Alzheimer's disease (AD) is involved in many biological and pathological processes. Neurochemical processes and changes causing the development of AD are of great interests for understanding the biology of AD and developing diagnosis and treatment monitoring. Currently AD diagnosis is mainly based on neuropsychological tests. One improvement that can be made is to use modern imaging technologies to look for the disease specific biomarkers. Nuclear magnetic resonance spectroscopy (NMR or MRS) is one of such techniques that can measure metabolites in the normal or disease affected brains. Therefore it has potential to reveal the neurochemical changes in AD. However, most of earlier studies suffered technological obstacles and provided limited metabolic information in AD. High resolution magic angle spinning (HRMAS) solid state NMR has been developed and tested in the investigation of metabolic changes in several brain diseases. This new method uses very small amount of intact tissue samples without destructive sample preparations, but offers the great resolution and quantitative data, extending our ability to discover AD metabolite markers. We believe that abnormal metabolic and neurochemical processes are closely related to the development and progression of AD. HRMAS NMR analysis of AD brains ex vivo may offer the great resolution and a quantitative approach to study underlying association of abnormal neurochemical processes associated to AD and to discover AD specific metabolite markers and profiles, which can be further tested in clinical AD imaging using in vivo MRS. We propose to develop a NMR/MRS based metabolomics approach that applies solid state HRMAS NMR to analysis of the control and AD brain tissue samples available at the Tissue Bank of Emory Alzheimer's Disease Research Center (ADRC) to identify potential AD specific metabolite profile and metabolite markers.
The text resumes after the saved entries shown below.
PR #891, opened 2015-09-14
Fix FileBasedObjectStore#moveFile

alexmuntean:
- change method to use java.nio.file.Files
- add condition to delete existing destFile

### DIFF
--- a/core/src/main/java/org/apache/brooklyn/core/mgmt/persist/FileBasedObjectStore.java
+++ b/core/src/main/java/org/apache/brooklyn/core/mgmt/persist/FileBasedObjectStore.java
@@ -24,6 +24,10 @@ import static java.lang.String.format;
 import java.io.File;
 import java.io.FileFilter;
 import java.io.IOException;
+import java.nio.file.AtomicMoveNotSupportedException;
+import java.nio.file.DirectoryNotEmptyException;
+import java.nio.file.Files;
+import java.nio.file.StandardCopyOption;
 import java.text.SimpleDateFormat;
 import java.util.Arrays;
 import java.util.Date;
@@ -37,9 +41,6 @@ import javax.annotation.Nullable;
 import org.apache.brooklyn.api.mgmt.ManagementContext;
 import org.apache.brooklyn.api.mgmt.ha.HighAvailabilityMode;
 import org.apache.brooklyn.core.server.BrooklynServerConfig;
-import org.apache.brooklyn.util.collections.MutableList;
-import org.apache.brooklyn.util.collections.MutableMap;
-import org.apache.brooklyn.util.core.internal.ssh.process.ProcessTool;
 import org.apache.brooklyn.util.exceptions.Exceptions;
 import org.apache.brooklyn.util.exceptions.FatalConfigurationRuntimeException;
 import org.apache.brooklyn.util.io.FileUtil;
@@ -53,7 +54,6 @@ import com.google.common.base.Objects;
 import com.google.common.base.Preconditions;
 import com.google.common.collect.FluentIterable;
 import com.google.common.collect.ImmutableList;
-import com.google.common.io.Files;
 import com.google.common.util.concurrent.ListeningExecutorService;
 import com.google.common.util.concurrent.MoreExecutors;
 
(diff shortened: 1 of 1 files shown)


ahgittin:
+1 to switching to `nio` for this.

However we should keep the warning if we can't do this atomically.

Suggest specifying `StandardCopyOption#ATOMIC_MOVE ATOMIC_MOVE` and falling back to warning + strategy employed here.

alexmuntean:
@ahgittin commit replaced. what warning and why is that needed?

core/src/main/java/org/apache/brooklyn/core/mgmt/persist/FileBasedObjectStore.java
```diff
@@ -346,51 +345,17 @@ protected File backupDirByMoving(File dir) throws InterruptedException, IOExcept
...
-            String cmd = "mv '"+srcFile.getAbsolutePath()+"' '"+destFile.getAbsolutePath()+"'";
-            
-            int exitStatus = new ProcessTool().execCommands(MutableMap.<String,String>of(), MutableList.of(cmd), null);
-            // prefer the above to the below because it wraps it in the appropriate bash
-//            Process proc = Runtime.getRuntime().exec(cmd);
-//            result = proc.waitFor();
-            
-            if (log.isTraceEnabled()) log.trace("FS move of {} to {} completed, code {}", new Object[] { srcFile, destFile, exitStatus });
-            if (exitStatus == 0) return;
+        if (destFile.exists()) {
```
aledsage: Instead of doing the delete followed by the move, can we first try (this will work on some filesystems, replacing the existing file atomically):

    Files.move(srcFile.toPath(), destFile.toPath(), StandardCopyOption.ATOMIC_MOVE);

If that fails (with an `AtomicMoveNotSupportedException`), then we can fallback to other options. We'll want to include the log.warn in this situation. Not sure how complicated we want to make it! I'm not sure how much the exception would destroy our performance if it's happening one or two times on every attempted file move.

Could try deleting and then atomically moving:

    if (destFile.exists()) {
        destFile.delete();
    }
    Files.move(srcFile.toPath(), destFile.toPath(), StandardCopyOption.ATOMIC_MOVE);

And could try a non-atomic move:

    Files.move(srcFile.toPath(), destFile.toPath(), StandardCopyOption.REPLACE_EXISTING);

See discussion in http://stackoverflow.com/questions/595631/how-to-atomically-rename-a-file-in-java-even-if-the-dest-file-already-exists and description in http://docs.oracle.com/javase/7/docs/api/java/nio/file/Files.html#move(java.nio.file.Path,%20java.nio.file.Path,%20java.nio.file.CopyOption...)

aledsage:
@alexmuntean I've added a comment about how we could get "more atomic" - deleting the file and then moving leaves a period of time where the file does not exist, so it's not as atomic as it could be.

alexmuntean:
@aledsage changed. also added a dir check.

core/src/main/java/org/apache/brooklyn/core/mgmt/persist/FileBasedObjectStore.java
alexmuntean: I understand. about the exception being thrown... if we have any performance issues because of that we can change it then.. but I don't think so..

core/src/main/java/org/apache/brooklyn/core/mgmt/persist/FileBasedObjectStore.java
```diff
@@ -346,53 +346,27 @@ protected File backupDirByMoving(File dir) throws InterruptedException, IOExcept
...
-            int exitStatus = new ProcessTool().execCommands(MutableMap.<String,String>of(), MutableList.of(cmd), null);
-            // prefer the above to the below because it wraps it in the appropriate bash
-//            Process proc = Runtime.getRuntime().exec(cmd);
-//            result = proc.waitFor();
-            
-            if (log.isTraceEnabled()) log.trace("FS move of {} to {} completed, code {}", new Object[] { srcFile, destFile, exitStatus });
-            if (exitStatus == 0) return;
+
+        try {
+            Files.move(srcFile.toPath(), destFile.toPath(), StandardCopyOption.ATOMIC_MOVE, StandardCopyOption.REPLACE_EXISTING);
```
aledsage: Note the `REPLACE_EXISTING` is ignored when ATOMIC_MOVE is used - see http://docs.oracle.com/javase/7/docs/api/java/nio/file/Files.html#move(java.nio.file.Path,%20java.nio.file.Path,%20java.nio.file.CopyOption...), which says "all other options are ignored".

core/src/main/java/org/apache/brooklyn/core/mgmt/persist/FileBasedObjectStore.java
```diff
@@ -346,53 +346,27 @@ protected File backupDirByMoving(File dir) throws InterruptedException, IOExcept
...
+        } catch (AtomicMoveNotSupportedException e) {
+            Files.move(srcFile.toPath(), destFile.toPath(), StandardCopyOption.REPLACE_EXISTING);
```
aledsage: Personally I'd include the one-off log.warn to say that the move is not atomic. Otherwise the user gets no indication (and our log won't tell us that the filesystem didn't support atomic moves, which might be vital info for debugging error reports later).

aledsage:
Merging now; we can add the log.warn in a separate PR - thanks @alexmuntean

Outcomes of ex vivo NMR analysis are MRS measurable AD specific metabolite profiles and markers which can be tested in patients using in vivo MRS in the sample volume selected from abnormal regions appeared in 18F-D-glucose (FDG) positron emission tomography (PET) image and high resolution structural MRI.
The Specific Aims of this project are following: 1. To obtain the metabolite profiles of control and AD brain tissues using HRMAS NMR followed by characterizing and quantifying metabolite for investigation of differences of metabolite profiles from the postmortem control and AD brains and from the different cortical areas of AD brains;2. To analyze neurochemical changes of AD brain by comparing the metabolite profiles of control and AD brains and to examine their correlation to immunohistochemical analysis and to determine the AD specific metabolic profile and potential NMR detectable AD metabolite markers using a statistical predictive model;3. To test whether AD specific metabolite profiles obtained from HRAMS NMR can be also found in controls and AD patients using sample regions determined by abnormal regions found in PET and MRI.
Nuclear magnetic resonance spectroscopy (NMR or MRS) is an analytical method that can characterize and measure chemicals, or metabolites, in the normal or disease affected brains and identify disease specific biomarkers. We propose to develop an NMR-MRS based metabolomics approach that applies High Resolution Magic Spin Angle (HRMAS) solid state NMR to analyze Alzheimer's disease (AD) brain tissue samples to identify AD specific metabolic markers, then to test those in AD patients using in vivo MRS. AD is a disease involved in many biological and pathological processes. Neurochemical processes and changes causing the development of amyloid plaques and AD are of great interests for understanding the biology of AD and its diagnosis and treatment. Combining the abilities of high resolution and quantitative analysis of biological samples ex vivo and imaging-guided non-invasive examination of live animals and human in vivo, this project is aimed to deliver a translational and clinical applicable metabolomics approach for improving the diagnosis and clinical management of AD.